EXERCISE REQUIREMENTS » Every record, from first to last, should be written out again exactly.

(Saved data entries)

________

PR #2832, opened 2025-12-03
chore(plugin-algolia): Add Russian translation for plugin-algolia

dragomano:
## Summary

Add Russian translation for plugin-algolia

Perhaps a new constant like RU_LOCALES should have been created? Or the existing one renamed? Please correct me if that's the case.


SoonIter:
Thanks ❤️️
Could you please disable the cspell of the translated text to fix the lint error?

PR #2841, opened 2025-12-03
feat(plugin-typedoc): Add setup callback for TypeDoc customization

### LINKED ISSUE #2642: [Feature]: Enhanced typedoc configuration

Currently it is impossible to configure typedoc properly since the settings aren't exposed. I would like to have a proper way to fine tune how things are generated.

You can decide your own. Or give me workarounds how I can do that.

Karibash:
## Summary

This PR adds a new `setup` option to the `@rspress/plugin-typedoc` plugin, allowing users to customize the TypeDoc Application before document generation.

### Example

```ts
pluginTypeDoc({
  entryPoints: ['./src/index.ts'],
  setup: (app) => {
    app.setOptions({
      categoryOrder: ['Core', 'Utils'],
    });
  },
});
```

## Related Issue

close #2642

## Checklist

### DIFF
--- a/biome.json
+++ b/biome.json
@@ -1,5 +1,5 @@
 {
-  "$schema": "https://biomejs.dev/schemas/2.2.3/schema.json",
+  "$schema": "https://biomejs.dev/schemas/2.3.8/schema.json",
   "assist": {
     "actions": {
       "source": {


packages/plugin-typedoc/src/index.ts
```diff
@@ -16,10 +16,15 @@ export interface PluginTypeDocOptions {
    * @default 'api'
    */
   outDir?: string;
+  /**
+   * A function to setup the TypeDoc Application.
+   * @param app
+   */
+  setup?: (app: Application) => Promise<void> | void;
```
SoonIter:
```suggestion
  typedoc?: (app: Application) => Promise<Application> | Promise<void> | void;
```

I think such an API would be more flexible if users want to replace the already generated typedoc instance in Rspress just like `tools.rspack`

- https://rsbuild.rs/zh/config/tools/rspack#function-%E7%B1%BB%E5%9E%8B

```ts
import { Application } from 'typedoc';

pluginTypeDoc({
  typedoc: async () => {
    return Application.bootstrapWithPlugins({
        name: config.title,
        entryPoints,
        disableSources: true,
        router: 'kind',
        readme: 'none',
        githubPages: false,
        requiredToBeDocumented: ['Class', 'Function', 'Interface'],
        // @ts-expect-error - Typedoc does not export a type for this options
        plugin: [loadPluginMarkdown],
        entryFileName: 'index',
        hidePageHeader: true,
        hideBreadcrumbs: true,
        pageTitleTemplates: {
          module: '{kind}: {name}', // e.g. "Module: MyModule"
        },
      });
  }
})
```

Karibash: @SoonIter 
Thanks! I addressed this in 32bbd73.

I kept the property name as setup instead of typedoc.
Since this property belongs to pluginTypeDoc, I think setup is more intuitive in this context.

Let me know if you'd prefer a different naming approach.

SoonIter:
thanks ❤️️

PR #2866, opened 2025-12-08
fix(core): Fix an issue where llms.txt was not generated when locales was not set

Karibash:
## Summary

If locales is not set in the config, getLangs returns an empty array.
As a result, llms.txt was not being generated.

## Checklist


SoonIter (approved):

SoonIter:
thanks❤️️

________

OUTPUT OF THE EXERCISE »
PR #2832, opened 2025-12-03
chore(plugin-algolia): Add Russian translation for plugin-algolia

dragomano:
## Summary

Add Russian translation for plugin-algolia

Perhaps a new constant like RU_LOCALES should have been created? Or the existing one renamed? Please correct me if that's the case.


SoonIter:
Thanks ❤️️
Could you please disable the cspell of the translated text to fix the lint error?

PR #2841, opened 2025-12-03
feat(plugin-typedoc): Add setup callback for TypeDoc customization

### LINKED ISSUE #2642: [Feature]: Enhanced typedoc configuration

Currently it is impossible to configure typedoc properly since the settings aren't exposed. I would like to have a proper way to fine tune how things are generated.

You can decide your own. Or give me workarounds how I can do that.

Karibash:
## Summary

This PR adds a new `setup` option to the `@rspress/plugin-typedoc` plugin, allowing users to customize the TypeDoc Application before document generation.

### Example

```ts
pluginTypeDoc({
  entryPoints: ['./src/index.ts'],
  setup: (app) => {
    app.setOptions({
      categoryOrder: ['Core', 'Utils'],
    });
  },
});
```

## Related Issue

close #2642

## Checklist

### DIFF
--- a/biome.json
+++ b/biome.json
@@ -1,5 +1,5 @@
 {
-  "$schema": "https://biomejs.dev/schemas/2.2.3/schema.json",
+  "$schema": "https://biomejs.dev/schemas/2.3.8/schema.json",
   "assist": {
     "actions": {
       "source": {


packages/plugin-typedoc/src/index.ts
```diff
@@ -16,10 +16,15 @@ export interface PluginTypeDocOptions {
    * @default 'api'
    */
   outDir?: string;
+  /**
+   * A function to setup the TypeDoc Application.
+   * @param app
+   */
+  setup?: (app: Application) => Promise<void> | void;
```
SoonIter:
```suggestion
  typedoc?: (app: Application) => Promise<Application> | Promise<void> | void;
```

I think such an API would be more flexible if users want to replace the already generated typedoc instance in Rspress just like `tools.rspack`

- https://rsbuild.rs/zh/config/tools/rspack#function-%E7%B1%BB%E5%9E%8B

```ts
import { Application } from 'typedoc';

pluginTypeDoc({
  typedoc: async () => {
    return Application.bootstrapWithPlugins({
        name: config.title,
        entryPoints,
        disableSources: true,
        router: 'kind',
        readme: 'none',
        githubPages: false,
        requiredToBeDocumented: ['Class', 'Function', 'Interface'],
        // @ts-expect-error - Typedoc does not export a type for this options
        plugin: [loadPluginMarkdown],
        entryFileName: 'index',
        hidePageHeader: true,
        hideBreadcrumbs: true,
        pageTitleTemplates: {
          module: '{kind}: {name}', // e.g. "Module: MyModule"
        },
      });
  }
})
```

Karibash: @SoonIter 
Thanks! I addressed this in 32bbd73.

I kept the property name as setup instead of typedoc.
Since this property belongs to pluginTypeDoc, I think setup is more intuitive in this context.

Let me know if you'd prefer a different naming approach.

SoonIter:
thanks ❤️️

PR #2866, opened 2025-12-08
fix(core): Fix an issue where llms.txt was not generated when locales was not set

Karibash:
## Summary

If locales is not set in the config, getLangs returns an empty array.
As a result, llms.txt was not being generated.

## Checklist


SoonIter (approved):

SoonIter:
thanks❤️️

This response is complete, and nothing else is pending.